Reports in the home-ownership rate for African-Americans show an increasing number are becoming homeowners, with the homeownership rate for black households jumping 3.4 percentage points over the second half of 2019, bringing it from a three-decade low to back near historic averages. 

The Washington region is among those leading the pack.

The black home-ownership rate has experienced its share of ups and downs in the past half-century – gains during the last half of the 20th century, then an outsized drop during the mid-2000s housing bust before recent signs of a bounceback.

The rate of homeownership for black households rose from 41.6 percent in 1970 to a peak of 46.5 percent in 2007. But homeowners of color were hit the hardest during the recession, and, by 2016, the black homeownership rate had plummeted all the way below 1970 levels.

2019, 44 percent of black households owned their home, an increase from lows hit during 2016 but still below the 2007 peak.

Across the U.S., the black home-ownership rate lags behind that of non-black households in each of the 45 large metros included in this analysis, but it now sits above its mid-decade average in more than half.

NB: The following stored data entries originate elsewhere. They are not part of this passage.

PR #1410, opened 2025-01-21
fix: missing dependency dialog | add flag to state for missing deps to emit after FE ready

shanimal08:
Description
---

- add flag (`has_missing_dependencies`) to state for missing deps to emit after FE ready
- fix missing key in dialog and button x theme issues

Motivation and Context
---

https://github.com/tari-project/universe/issues/1421


src-tauri/src/main.rs
```diff
@@ -212,6 +212,7 @@ async fn setup_inner(
             .await;
 
         if is_missing {
+            *state.has_missing_dependencies.write().await = true;
```
brianp, line 215: 🤔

This rate has grown the most since mid-decade in Sacramento (+7.8 percentage points), Phoenix (+5.4) and Orlando (+5.3) .

And in some cases, the rate of growth in the black home-ownership rate has exceeded that of all other households since mid-decade, meaning the deficit is shrinking. Black households have closed the gap the most in Sacramento (6.5 percentage points closer), Orlando (4.1) and Cincinnati (3.2).

The large metros with the highest black homeownership rates are Birmingham (52.2 percent), Washington D.C. (51.4 percent), Richmond (49.9 percent) and Atlanta (48.2 percent).